*Problem statement*: Present the lines below again, exactly as they stand.

= Beginning of Section =

PR #210, opened 2017-04-03
refactor: const is better :hammer:

enguerran:
A tiny refactoring pass to let `let` be `const` when variable are not redefined.
All changes do not have test coverage... We need to cover code as soon as possible.

#### Checklist

- [ ] ~Faithful integration of the mockups at all screen sizes~
- [ ] ~Tested on supported browsers, including responsive mode (IE11 and Edge, Chrome >= 42, 2 latest versions of Firefox and Safari)~
- [ ] ~Localized in english and french~
- [ ] All changes have test coverage
- [ ] ~Updated README, if necessary~

### DIFF
--- a/mobile/src/actions/mediaBackup.js
+++ b/mobile/src/actions/mediaBackup.js
@@ -45,7 +45,7 @@ export const mediaBackup = (dir) => async (dispatch, getState) => {
     const dirID = await getDirID(dir)
     const totalUpload = photosToUpload.length
     let uploadCounter = 0
-    for (let photo of photosToUpload) {
+    for (const photo of photosToUpload) {
       if (backupAllowed(getState().mobile.settings.wifiOnly)) {
         dispatch(currentUploading(photo, uploadCounter++, totalUpload))
         const blob = await getBlob(photo)
--- a/src/actions/index.js
+++ b/src/actions/index.js
@@ -95,7 +95,7 @@ export const uploadFile = (file, folder) => {
 }
 
 export const abortAddFolder = (accidental) => {
-  let action = {
+  const action = {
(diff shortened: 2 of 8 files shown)


mobile/src/actions/mediaBackup.js
```diff
@@ -45,7 +45,7 @@ export const mediaBackup = (dir) => async (dispatch, getState) => {
     const dirID = await getDirID(dir)
     const totalUpload = photosToUpload.length
     let uploadCounter = 0
-    for (let photo of photosToUpload) {
+    for (const photo of photosToUpload) {
```
kosssi: are you sure here?

src/actions/index.js
```diff
@@ -127,12 +127,15 @@ export const createFolder = name => {
...
     })
 
-    let folder
     try {
-      folder = await cozy.client.files.createDirectory({
+      const folder = await cozy.client.files.createDirectory({
         name: name,
         dirID: getState().view.displayedFolder.id
       })
+      dispatch({
```
kosssi: why you add this dispatch on this commit?

mobile/src/actions/mediaBackup.js
enguerran: If you don't reassign the variable inside the loop, you can use `const` for the iterable variable. Cf. https://developer.mozilla.org/en-US/docs/Web/JavaScript/Reference/Statements/for...of#Examples

src/actions/index.js
enguerran: It is not an addition, it is a move. As a variable was declared outside the `try...catch` block because this `dispatch` was outside the `try...catch` block for no reason.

= End of Section =

*Answer section*:
PR #210, opened 2017-04-03
refactor: const is better :hammer:

enguerran:
A tiny refactoring pass to let `let` be `const` when variable are not redefined.
All changes do not have test coverage... We need to cover code as soon as possible.

#### Checklist

- [ ] ~Faithful integration of the mockups at all screen sizes~
- [ ] ~Tested on supported browsers, including responsive mode (IE11 and Edge, Chrome >= 42, 2 latest versions of Firefox and Safari)~
- [ ] ~Localized in english and french~
- [ ] All changes have test coverage
- [ ] ~Updated README, if necessary~

### DIFF
--- a/mobile/src/actions/mediaBackup.js
+++ b/mobile/src/actions/mediaBackup.js
@@ -45,7 +45,7 @@ export const mediaBackup = (dir) => async (dispatch, getState) => {
     const dirID = await getDirID(dir)
     const totalUpload = photosToUpload.length
     let uploadCounter = 0
-    for (let photo of photosToUpload) {
+    for (const photo of photosToUpload) {
       if (backupAllowed(getState().mobile.settings.wifiOnly)) {
         dispatch(currentUploading(photo, uploadCounter++, totalUpload))
         const blob = await getBlob(photo)
--- a/src/actions/index.js
+++ b/src/actions/index.js
@@ -95,7 +95,7 @@ export const uploadFile = (file, folder) => {
 }
 
 export const abortAddFolder = (accidental) => {
-  let action = {
+  const action = {
(diff shortened: 2 of 8 files shown)


mobile/src/actions/mediaBackup.js
```diff
@@ -45,7 +45,7 @@ export const mediaBackup = (dir) => async (dispatch, getState) => {
     const dirID = await getDirID(dir)
     const totalUpload = photosToUpload.length
     let uploadCounter = 0
-    for (let photo of photosToUpload) {
+    for (const photo of photosToUpload) {
```
kosssi: are you sure here?

src/actions/index.js
```diff
@@ -127,12 +127,15 @@ export const createFolder = name => {
...
     })
 
-    let folder
     try {
-      folder = await cozy.client.files.createDirectory({
+      const folder = await cozy.client.files.createDirectory({
         name: name,
         dirID: getState().view.displayedFolder.id
       })
+      dispatch({
```
kosssi: why you add this dispatch on this commit?

mobile/src/actions/mediaBackup.js
enguerran: If you don't reassign the variable inside the loop, you can use `const` for the iterable variable. Cf. https://developer.mozilla.org/en-US/docs/Web/JavaScript/Reference/Statements/for...of#Examples

src/actions/index.js
enguerran: It is not an addition, it is a move. As a variable was declared outside the `try...catch` block because this `dispatch` was outside the `try...catch` block for no reason.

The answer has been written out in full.